* **Records**
▬▬▬▬▬▬▬▬▬▬

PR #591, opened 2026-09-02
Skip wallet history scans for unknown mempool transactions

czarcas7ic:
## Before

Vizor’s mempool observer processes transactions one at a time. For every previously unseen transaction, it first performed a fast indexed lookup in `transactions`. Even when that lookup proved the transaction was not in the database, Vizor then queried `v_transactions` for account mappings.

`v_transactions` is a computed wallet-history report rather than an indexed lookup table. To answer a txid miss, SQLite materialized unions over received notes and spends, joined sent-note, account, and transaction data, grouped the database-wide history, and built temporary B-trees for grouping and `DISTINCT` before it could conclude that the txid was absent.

▬▬▬▬▬▬▬▬▬▬

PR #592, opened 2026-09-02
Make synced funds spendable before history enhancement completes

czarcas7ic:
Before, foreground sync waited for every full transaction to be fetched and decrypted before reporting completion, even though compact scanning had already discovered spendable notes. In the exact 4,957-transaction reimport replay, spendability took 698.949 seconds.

▬▬▬▬▬▬▬▬▬▬

* **The task**
In the material above, find the line containing "Vizor’s mempool observer" and the line containing "txid was absent.", then write out exactly those two lines and every line between them, and nothing more.

* **Output for this exercise**
Vizor’s mempool observer processes transactions one at a time. For every previously unseen transaction, it first performed a fast indexed lookup in `transactions`. Even when that lookup proved the transaction was not in the database, Vizor then queried `v_transactions` for account mappings.

`v_transactions` is a computed wallet-history report rather than an indexed lookup table. To answer a txid miss, SQLite materialized unions over received notes and spends, joined sent-note, account, and transaction data, grouped the database-wide history, and built temporary B-trees for grouping and `DISTINCT` before it could conclude that the txid was absent.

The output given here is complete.